Check every line of the material for the word "with". Copy those that have it.

Start of Records to process

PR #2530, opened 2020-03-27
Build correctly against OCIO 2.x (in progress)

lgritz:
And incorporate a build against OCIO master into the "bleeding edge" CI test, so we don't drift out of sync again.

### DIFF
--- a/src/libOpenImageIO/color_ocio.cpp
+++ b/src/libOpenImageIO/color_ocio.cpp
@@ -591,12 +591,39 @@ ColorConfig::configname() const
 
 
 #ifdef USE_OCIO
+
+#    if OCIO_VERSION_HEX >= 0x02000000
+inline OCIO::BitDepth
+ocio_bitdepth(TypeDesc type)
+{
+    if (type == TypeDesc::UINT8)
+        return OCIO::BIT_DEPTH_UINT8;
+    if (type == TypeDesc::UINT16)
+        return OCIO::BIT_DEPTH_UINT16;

End of Records to process
Start of Records to process

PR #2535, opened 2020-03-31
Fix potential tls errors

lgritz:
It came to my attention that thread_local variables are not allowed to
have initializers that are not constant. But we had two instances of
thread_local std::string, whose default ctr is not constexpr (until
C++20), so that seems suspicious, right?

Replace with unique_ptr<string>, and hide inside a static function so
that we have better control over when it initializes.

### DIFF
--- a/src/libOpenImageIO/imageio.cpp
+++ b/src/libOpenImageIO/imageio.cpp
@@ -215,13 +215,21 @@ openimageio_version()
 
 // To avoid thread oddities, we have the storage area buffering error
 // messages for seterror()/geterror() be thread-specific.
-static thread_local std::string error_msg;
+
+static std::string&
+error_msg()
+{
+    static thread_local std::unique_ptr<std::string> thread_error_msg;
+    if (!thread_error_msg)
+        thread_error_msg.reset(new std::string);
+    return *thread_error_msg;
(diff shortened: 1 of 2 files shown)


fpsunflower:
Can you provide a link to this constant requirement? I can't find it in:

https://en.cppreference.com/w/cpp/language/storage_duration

End of Records to process
Start of Records to process

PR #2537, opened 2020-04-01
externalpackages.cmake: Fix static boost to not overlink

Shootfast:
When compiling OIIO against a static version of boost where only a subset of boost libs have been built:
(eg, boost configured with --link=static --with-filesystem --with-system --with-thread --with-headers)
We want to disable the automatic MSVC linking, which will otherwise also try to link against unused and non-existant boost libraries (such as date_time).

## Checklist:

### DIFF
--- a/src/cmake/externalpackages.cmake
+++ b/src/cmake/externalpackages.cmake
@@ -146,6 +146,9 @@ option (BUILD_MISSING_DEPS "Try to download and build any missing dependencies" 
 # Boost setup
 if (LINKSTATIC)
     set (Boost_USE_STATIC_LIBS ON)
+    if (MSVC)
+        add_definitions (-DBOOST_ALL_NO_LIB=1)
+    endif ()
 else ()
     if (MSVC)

End of Records to process

» Your response:
Replace with unique_ptr<string>, and hide inside a static function so
(eg, boost configured with --link=static --with-filesystem --with-system --with-thread --with-headers)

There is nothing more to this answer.